I also tested it on clang and there's no crash.
Here's g++'s assembly output: http://pastebin.com/CJdCDCs4
The code input = new int[length]; cinput++; causes undefined behaviour because the second statement is reading from a union member that is not active.
Even ignoring that, testFunction(input, length-1) would again have undefined behaviour for the same reason.
Even ignoring that, the sum loop accesses an object through a glvalue of the wrong type, which has undefined behaviour.
Even ignoring that, reading from an uninitialized object, as your sum loop does, would again have undefined behaviour.

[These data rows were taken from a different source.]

PR #5614, opened 2017-03-23
Texture2D mipmap generation and population fixes

KonajuGames:
- Mipmaps are now generated correctly down to 1x1 in the content pipeline.
- Mipmaps are generated in the content pipeline in one location before it gets to the TextureProfile, avoiding duplication of functionality.
- Mipmaps are generated before compression, not during.
- Texture2D.OpenGL construction no longer generates mipmaps, but allocates mipmaps for population by SetData.
- Added more texture processing tests for non-square, power-of-two and non-square, non-power-of-two textures with mipmaps.
- Added Texture2D PlatformSetData overload for optimization of setting of an entire mip level.

Not tested on Android or iOS yet as I'm having Xamarin license issues.

### DIFF
--- a/MonoGame.Framework/Graphics/Texture2D.OpenGL.cs
+++ b/MonoGame.Framework/Graphics/Texture2D.OpenGL.cs
@@ -614,11 +614,11 @@ namespace Microsoft.Xna.Framework.Graphics
                 {
                     if (_levelCount > 0)
                     {
-                        GL.TexParameter(TextureTarget.Texture2D, TextureParameterNameTextureMaxLevel, _levelCount - 1);
+                        GL.TexParameter(TextureTarget.Texture2D, SamplerState.TextureParameterNameTextureMaxLevel, _levelCount - 1);
                     }
                     else
                     {
-                        GL.TexParameter(TextureTarget.Texture2D, TextureParameterNameTextureMaxLevel, 1000);
+                        GL.TexParameter(TextureTarget.Texture2D, SamplerState.TextureParameterNameTextureMaxLevel, 1000);
                     }
                     GraphicsExtensions.CheckGLError();
                 }
--- a/MonoGame.Framework/Graphics/Texture2D.OpenGL.cs
+++ b/MonoGame.Framework/Graphics/Texture2D.OpenGL.cs
@@ -70,73 +70,61 @@ namespace Microsoft.Xna.Framework.Graphics
         private void PlatformConstruct(int width, int height, bool mipmap, SurfaceFormat format, SurfaceType type, bool shared)
         {
             this.glTarget = TextureTarget.Texture2D;
+            format.GetGLFormat(GraphicsDevice, out glInternalFormat, out glFormat, out glType);
+            // GL texture is generated on first access in PlatformSetData
+        }
 
+        private void PlatformSetData<T>(int level, T[] data, int startIndex, int elementCount) where T : struct
+        {
+            int w, h;
+            GetSizeForLevel(Width, Height, level, out w, out h);
             Threading.BlockOnUIThread(() =>
             {
-                // Store the current bound texture.
-                var prevTexture = GraphicsExtensions.GetBoundTexture2D();
-
-                GenerateGLTextureIfRequired();
-
-                format.GetGLFormat(GraphicsDevice, out glInternalFormat, out glFormat, out glType);
-
-                if (glFormat == (PixelFormat)GLPixelFormat.CompressedTextureFormats)
+                var elementSizeInByte = ReflectionHelpers.SizeOf<T>.Get();
+                var dataHandle = GCHandle.Alloc(data, GCHandleType.Pinned);
+                // Use try..finally to make sure dataHandle is freed in case of an error
+                try
                 {
-                    var imageSize = 0;
-                    switch (format)
+                    var startBytes = startIndex * elementSizeInByte;
+                    var dataPtr = new IntPtr(dataHandle.AddrOfPinnedObject().ToInt64() + startBytes);
+                    // Store the current bound texture.
+                    var prevTexture = GraphicsExtensions.GetBoundTexture2D();
+
+                    if (prevTexture != glTexture)
                     {
-                        case SurfaceFormat.RgbPvrtc2Bpp:
-                        case SurfaceFormat.RgbaPvrtc2Bpp:
-                            imageSize = (Math.Max(this.width, 16) * Math.Max(this.height, 8) * 2 + 7) / 8;
-                            break;
-                        case SurfaceFormat.RgbPvrtc4Bpp:
-                        case SurfaceFormat.RgbaPvrtc4Bpp:
-                            imageSize = (Math.Max(this.width, 8) * Math.Max(this.height, 8) * 4 + 7) / 8;
-                            break;
-                        case SurfaceFormat.Dxt1:
-                        case SurfaceFormat.Dxt1a:
-                        case SurfaceFormat.Dxt1SRgb:
-                        case SurfaceFormat.Dxt3:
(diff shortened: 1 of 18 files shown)


KonajuGames:
I'm going to have to get this license issue sorted out before trying to fix Android and Mac build issues.

Test/ContentPipeline/TextureProcessorTests.cs
```diff
@@ -115,6 +115,100 @@ public void Mipmap()
...
+            var output = processor.Process(input, context);
+
+            Assert.NotNull(output);
+            Assert.AreEqual(1, output.Faces.Count);
+
+            var outChain = output.Faces[0];
+            Assert.AreEqual(5, outChain.Count);
+
+            var width = 23;
+            var height = 5;
```
tomspilman: Maybe use these to initialize the `PixelBitmapContent` above to avoid a mistake later.

MonoGame.Framework/Graphics/Texture2D.cs
```diff
@@ -170,7 +173,7 @@ public int Height
         /// <param name="elementCount"></param>
 		public void SetData<T>(T[] data, int startIndex, int elementCount) where T : struct
         {
-            this.SetData(0, null, data, startIndex, elementCount);
+            PlatformSetData(0, data, startIndex, elementCount);
```
tomspilman: Were the validation checks not in this method ever?

MonoGame.Framework/Graphics/Texture2D.cs
```diff
@@ -159,7 +159,10 @@ public int Height
         /// <param name="elementCount"></param>
         public void SetData<T>(int level, Rectangle? rect, T[] data, int startIndex, int elementCount) where T : struct 
         {
-            this.SetData(level, 0, rect, data, startIndex, elementCount);
+            if (rect == null)
+                PlatformSetData(level, data, startIndex, elementCount);
```
tomspilman: I think we need to do the validation checks in this branch.

MonoGame.Framework/Graphics/Texture2D.OpenGL.cs
```diff
@@ -70,73 +70,61 @@ public partial class Texture2D : Texture
         private void PlatformConstruct(int width, int height, bool mipmap, SurfaceFormat format, SurfaceType type, bool shared)
         {
             this.glTarget = TextureTarget.Texture2D;
+            format.GetGLFormat(GraphicsDevice, out glInternalFormat, out glFormat, out glType);
+            // GL texture is generated on first access in PlatformSetData
```
tomspilman: I'm unsure about this.  On DirectX after this method the texture fully exists and can be used to render with.  If you rendered with a setting to force rendering with a mipmap beyond the top level... it would work.  If you ran any DirectX debugger tool... you would see a valid constructed texture with a full mip chain.

Can we say the same about this for OpenGL?

KonajuGames: Rendering with a texture that had never had any data set on it? It's that something that we should/would want to support?

tomspilman: Actually a more definitive test.  Is video memory allocated or not?

On DirectX after `new Texture2D(...)` is called video memory is allocated.

I suspect in this case no video memory has been allocated at all.

Looking at the GL docs on `GL.TexImage2D` it says:

https://www.khronos.org/registry/OpenGL-Refpages/gl4/html/glTexImage2D.xhtml
> data may be a null pointer. In this case, texture memory is allocated to accommodate a texture of width width and height height.

This suggests to me that not calling `GL.TexImage2D` means no texture memory has been allocated at all.  I've seen some suggestions that `GL.TexImage2D` can error out with `GL_OUT_OF_MEMORY`, but others suggest that it won't or at least doesn't happen on some platforms.

Also I would think that the texture memory needed for a texture would be allocated as one whole allocation for all mip levels.  Calling `GL.TexImage2D` once for each mip level would be a weird way to make a single allocation like that.  This suggests `GL.TexImage2D` doesn't allocate any memory and instead it is allocated sometime later when it has all the information needed.


Gosh GL is such a mess.

dellis1972:
@KonajuGames is this for 3.6.1?

KonajuGames:
The build failure makes no sense, and doesn't happen here.

```
Android\GamerServices\MonoGameGamerServicesHelper.cs(35,19): error CS0012: The type 'OpenTK.Graphics.ES20.TextureParameterName' is defined in an assembly that is not referenced. You must add a reference to assembly 'OpenTK-1.0, Version=1.0.0.0, Culture=neutral, PublicKeyToken=84e04ff9cfb79065'.
```

The line in question is a field declaration in a class.

```
        Texture2D signInProgress;
```

tomspilman:
@KonajuGames - I'll try updating to the latest Xamarin Studio on the build bot.

MonoGame.Framework/Graphics/Texture2D.OpenGL.cs
tomspilman: @KonajuGames @dellis1972 @cra0zy 

I still feel like at the very least `GenerateGLTextureIfRequired();` should be called here.  Having texture creation not occur until `SetData` (or even `GetData`) is inconsistent with XNA behavior and even how MG works under DirectX and all our console platforms.

For example texture creation can fail...  is it better for this exception from the GL error to come from `SetData` or when `new Texture2D` is called?

tomspilman:
@KonajuGames - I'm pretty sure on XNA it is valid to set the texture data for all mip levels in a single `SetData`.  Does the GL path support this?  Do we have a unit test that covers this case of `SetData`?

KonajuGames:
I don't see anything in the XNA documentation or elsewhere about setting all mipmap levels in one call.  We don't have a test to cover that.  I'm certain it would throw an exception because the array is too big for the top mip level.  I'll give it a try, assuming we would just concatenate the data for mip levels.

MonoGame.Framework/Graphics/Texture2D.OpenGL.cs
KonajuGames: I'll add the call to `GenerateTextureIfRequired` to the constructor.

KonajuGames:
> @KonajuGames - I'm pretty sure on XNA it is valid to set the texture data for all mip levels in a single SetData call. Does the GL path support this? Do we have a unit test that covers this case of SetData?

XNA throws an ArgumentException, saying the data is too large or too small for this resource.

MonoGame.Framework/Graphics/Texture2D.OpenGL.cs
KonajuGames: `GenerateTextureIfRequired` has been added to `PlatformConstruct`.  Running the unit tests on OpenGL, it gets a `GL_INVALID_VALUE` on the first call to `Texture2D.SetData()` on a simple 64x64 Color texture with no mipmaps.  Spent a while trying to track it down without luck.  Should check if it is happening on develop branch.

KonajuGames: Turns out the calls to `glTexImage2D` and `glCompressedTexImage2D` with null data pointers at texture creation are necessary, otherwise `SetData()` fails with `INVALID_VALUE` and it complains about the texture format.

tomspilman:

mrhelmut:
This PR broke DesktopGL ability to load ```Texture2D``` from a thread.

It results in a GL error (code 1282) here: https://github.com/MonoGame/MonoGame/blob/develop/MonoGame.Framework/Graphics/Texture2D.OpenGL.cs#L645

@KonajuGames

tomspilman:
@KonajuGames - Will you have time to look at this soon?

gcc has vectorized the loop with SSE instructions. paddd (like most SSE instructions) requires 16 byte alignment. I haven't looked at the code previous to paddd in detail but I expect that it assumes 4 byte alignment initially, iterates with scalar code (where misalignment only incurs a performance penalty, not a crash) until it can assume 16 byte alignment, then enters the SIMD loop, processing 4 ints at a time. By adding an offset of 1 byte you are breaking the precondition of 4 byte alignment for the array of ints, and after that all bets are off. If you're going to be doing nasty stuff with misaligned data (and I highly recommend you don't) then you should disable automatic vectorization (gcc -fno-tree-vectorize).
The instruction that crashed is paddd (you highlighted it). The name is short for "packed add doubleword" (see e.g. here) - it is a part of the SSE instruction set. These instructions require aligned pointers; for example, the link above has a description of exceptions that paddd may cause:
GP(0)
...(128-bit operations only)
If a memory operand is not aligned on a 16-byte boundary, regardless of segment.
This is exactly your case. The compiler arranged the code in such a way that it could use these fast 128-bit operations like paddd, and you subverted it with your union trick.
I can guess that code generated by clang doesn't use SSE, so it's not sensitive to alighnment. If so, it's also probably much slower (but you won't notice it with just 1024 iterations).